Docker Swarm Cluster (optional to do, must have to read)
Docker Swarm is a group of multiple machines which run the services, or just a cluster. The services are distributed across the machines in the swarm. You can setup docker on multiple machines, for example install Linux in VirtualBox, and then install docker on each of them. Then, on a master machine, run:
$ docker swarm init
Here’s the an output:
I had issues setting up my MacOS as a master node (due to existing docker/kubernetes configurations and multiple network interfaces). netstat didn’t show listenting port after I init the swarm on it. Google if if you have an issue. No issues on a clean Linux in VM.
On other machines, worker nodes, which you want to join the swarm, run “docker swarm joing …” from “docker swarm init” output (see the screenshot above). The result:
To run the services or update them in the swarm cluster, use this command on a master node:
$ docker stack deploy -c config/swarm/docker-compose.yml example
$ docker stack rm example
Replicas of the services are running on random nodes (virtual machines).
How about mounted volumes if a service is running on a random node in a cluster?
We can either mount a volume to all running nodes (like nfs), or make a service which mounts a volume to run on a specific node where that volume exist — let’s check how to make it.
Check lines 15–18, 68–71 and 105–108 of the config, deploy.placement.constraints = ‘node.role == manager’. We specify that the service should run only on a master node. As a result, nginx-reverse, mysql and mongo services will always run on a master node, and the main reson for that is to mount volumes which are on the master node File System:
There can be multiple master nodes though, I give an example for understanding how it should work. The placement technique is different for a specific tool and a cloud service (ECS, EKS) you use for deployment, but the principle is the same.
Forcing mysql and mongo to launch on a specific node makes sense, but it doesn’t make sense for nginx-reverse. You may scale nginx-reverse across multiple machines, and it is better to avoid dependency on mounted volumes and build own nginx image which includes required files. We’ll do it in the next part.
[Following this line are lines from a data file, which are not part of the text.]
PR #1296, opened 2023-05-18
feat!: add java oneOf union support for properties of models 

dlkj:
**Description**

- add type safe support for the properties of Java models to be represented as an interface with types that implement that interface
- if the union includes a primitive type or collection the union will be represented as an Object, as is the case for all union properties at the moment

**Related issue(s)**

### DIFF
--- a/src/generators/java/JavaConstrainer.ts
+++ b/src/generators/java/JavaConstrainer.ts
@@ -79,7 +79,8 @@ export const JavaDefaultTypeMapping: JavaTypeMapping = {
     return constrainedModel.name;
   },
   Reference({ constrainedModel }): string {
-    return constrainedModel.name;
+    //propagate the type mapping of the referenced model
+    return constrainedModel.ref.type;
   },
   Any(): string {
     return 'Object';
@@ -170,9 +171,35 @@ export const JavaDefaultTypeMapping: JavaTypeMapping = {
 
     return uniqueTypes[0];
   },
-  Union(): string {
-    //Because Java have no notion of unions (and no custom implementation), we have to render it as any value.
-    return 'Object';
+  Union({ constrainedModel }): string {
+    //We don't have a good solution for unions including primitive types and
+    //collection types, so they are represented by the 'Object' type
+    if (
+      constrainedModel.union.find(
+        (u) =>
+          //Primitive types and boxed versions
+          u.type.toLowerCase() === 'byte' ||
+          u.type.toLowerCase() === 'short' ||
+          u.type === 'int' ||
+          u.type === 'Integer' ||
+          u.type.toLowerCase() === 'long' ||
+          u.type.toLowerCase() === 'float' ||
+          u.type.toLowerCase() === 'double' ||
+          u.type === 'char' ||
+          u.type === 'Character' ||
+          u.type.toLowerCase() === 'boolean' ||
+          u.type.toLowerCase() === 'int' ||
+          //Collections
+          u.type.startsWith('Map<') ||
+          u.type.startsWith('List<') ||
+          u.type.startsWith('Set<') ||
+          u.type === 'String' ||
+          u.type.endsWith('[]')
+      )
+    ) {
+      return 'Object';
+    }
+    return constrainedModel.type;
   },
   Dictionary({ constrainedModel }): string {
     //Limitations to Java is that maps cannot have specific value types...
--- a/src/generators/java/JavaConstrainer.ts
+++ b/src/generators/java/JavaConstrainer.ts
@@ -1,5 +1,5 @@
 import { Constraints } from '../../helpers';
-import { ConstrainedEnumValueModel } from '../../models';
+import { ConstrainedEnumModel, ConstrainedEnumValueModel } from '../../models';
 import {
   defaultEnumKeyConstraints,
   defaultEnumValueConstraints
@@ -80,7 +80,12 @@ export const JavaDefaultTypeMapping: JavaTypeMapping = {
   },
   Reference({ constrainedModel }): string {
     //propagate the type mapping of the referenced model
-    return constrainedModel.ref.type;
+    if (constrainedModel.ref instanceof ConstrainedEnumModel) {
+      //use the enum name rather than the underlying type of the Enum
+      return constrainedModel.ref.name;
+    } else {
+      return constrainedModel.ref.type;
+    }
   },
   Any(): string {
     return 'Object';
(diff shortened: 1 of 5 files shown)


dlkj:
Found the issues. My type mapping code assumed that references wouldn't reference a schema that included the currently being mapped schema. This isn't the case for the `JsonSchema` hyperschema examples. It's a bit unusual, but valid.

test/generators/java/JavaConstrainer.spec.ts
```diff
@@ -33,14 +33,22 @@ describe('JavaConstrainer', () => {
     });
   });
   describe('Reference', () => {
-    test('should render the constrained name as type', () => {
```
dlkj, line 36: Whoops! Didn't intended to erase this test. Needs adding back in.

dlkj: Reinstated by aa73f35bae5c86fcb70322b45393c9341baa71fb

dlkj:
@jonaslagoni - somehow this PR didn't get any reviewers added to it. Can you add yourself and @kennethaasan (and anyone else you see fit) as reviewers?

test/generators/java/__snapshots__/JavaGenerator.spec.ts.snap
```diff
@@ -583,7 +842,26 @@ exports[`JavaGenerator should render \`class\` type 1`] = `
...
   public Map<String, Object> getAdditionalProperties() { return this.additionalProperties; }
   public void setAdditionalProperties(Map<String, Object> additionalProperties) { this.additionalProperties = additionalProperties; }
-}"
+}",
+  "/**
+ * Members represents a union of types: String, Double, Boolean
+ */
+public interface Members {
+  
+}",
```
dlkj, line 851: These "stub" types representing unions that we aren't using aren't great. I can't find an idiomatic way to suppress them and they would be used if we extended the `oneOf` support to include built-in `Java` types in the future. They don't do much harm but they represent a bit of a loose end for this feature.

src/generators/java/JavaConstrainer.ts
```diff
@@ -74,11 +74,48 @@ const interpretUnionValueType = (types: string[]): string => {
...
+      u.type === 'Object' ||
+      u.type === 'String' ||
+      //Collections
+      u.type.startsWith('Map<') ||
+      u.type.startsWith('List<') ||
+      u.type.startsWith('Set<') ||
+      u.type.endsWith('[]')
+  );
+  return builtInType !== undefined;
+}
```
kennethaasan, line 104: what if you change this to check for only object models instead? You can use this function in `JavaGenerator.renderUnion` to not render the interface to avoid rendering useless interfaces. 

```ts
export function unionIncludesBuiltInTypes(
  model: ConstrainedUnionModel
): boolean {
  return !model.union.every(
    (union) =>
      union instanceof ConstrainedObjectModel ||
      (union instanceof ConstrainedReferenceModel &&
        union.ref instanceof ConstrainedObjectModel)
  );
}
```

test/generators/java/JavaGenerator.spec.ts
```diff
@@ -342,6 +341,74 @@ describe('JavaGenerator', () => {
       expect(models.map((model) => model.result)).toMatchSnapshot();
     });
 
+    test('should create an interface for child models', async () => {
```
kennethaasan, line 344: perhaps it's enough to only have a test with Jackson preset?

test/generators/java/__snapshots__/JavaGenerator.spec.ts.snap
jonaslagoni: I am guessing that the limits to the Java generator at the moment is simple types cannot be represented in unions i.e. string + boolean model, right? i.e. only one or more classes

src/generators/java/JavaConstrainer.ts
dlkj: Thanks. Hopefully will find the time to test out these changes sometime today/this week.

test/generators/java/__snapshots__/JavaGenerator.spec.ts.snap
dlkj: Java can't include built in types in a new interface. We could wrap these types in a new class but that isn't great either. My plan is to get this all working for user defined classes and fall back to `Object` for built ins. If we want to have the option of using built in types, this could be a follow on PR.

test/generators/java/JavaGenerator.spec.ts
dlkj: Sure. Probably overkill on the testing scenarios.

test/generators/java/__snapshots__/JavaGenerator.spec.ts.snap
jonaslagoni: Just remember that even though unions are a non-thing in Java, it's still something that users can define within inputs, and because of that we must represent it in the best possible way.

> We could wrap these types in a new class but that isn't great either

I have a feeling this is exactly the best solution that encompasses all use-cases, and is rather simple to achieve. But lets see 😄

dlkj: I'm prioritising composable smaller PRs over one giant PR. I don't have an issues with doing the type wrapping, but I'm trying to keep each PR to a manageable size.

test/generators/java/JavaGenerator.spec.ts
dlkj: Removed

src/generators/java/JavaConstrainer.ts
dlkj: Swapped out `unionIncludesBuiltInTypes` implementation to use modelina types. Will look at supressing the interface generation next.

dlkj: Interfaces for non `ConstrainedObjectModel` unions are now supressed.

dlkj:
@jonaslagoni, @kennethaasan - I think most of your comments have been addressed.

"Runtime testing Java models" is failing in CI, but this failure is also present on `next`.

I'd recommend we open an issue to do a follow-up feature to add wrapper classes for built-in type so that we can have full generalised union support in Java.

FYI I'm going to be on holiday from 2023-06-02 to the 2023-06-12 so I'm unlikely to pick up any further review comments until then.

kennethaasan (approved):

kennethaasan:
Great! Let's merge then. Enjoy your holidays!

WordPress also requires a persistent storage to persist plugins, themes, uploaded media files.
To Sum Up
Let’s list the key things we went through:
- how to build an image and strategies for building it (passing everything as arguments and create self-sufficient image — example in the next part);
- how to push an image to a repository
- how to run a container and pass arguments to it (exposed ports, volumes, environment variables);
- how to manage running containers;
- how to manage local repository;
- how to run a cluster with connected services in it using docker-compose.yml;
- how to build and push multiple images using docker-compose.yml;
- how to mount volumes;
- how to pass environment variables;
- how to scale vertically and horizontally;
- how to create create a swarm and add nodes to it;
- how to assign services to run on specific nodes in a cluster.
If you have a clear understanding now of a key role of a docker in a deployment process, and the deployment principles described in this part, I’m pretty sure you’ll be able to deploy yourself to any type of Cloud. They are all identical and use the same concepts.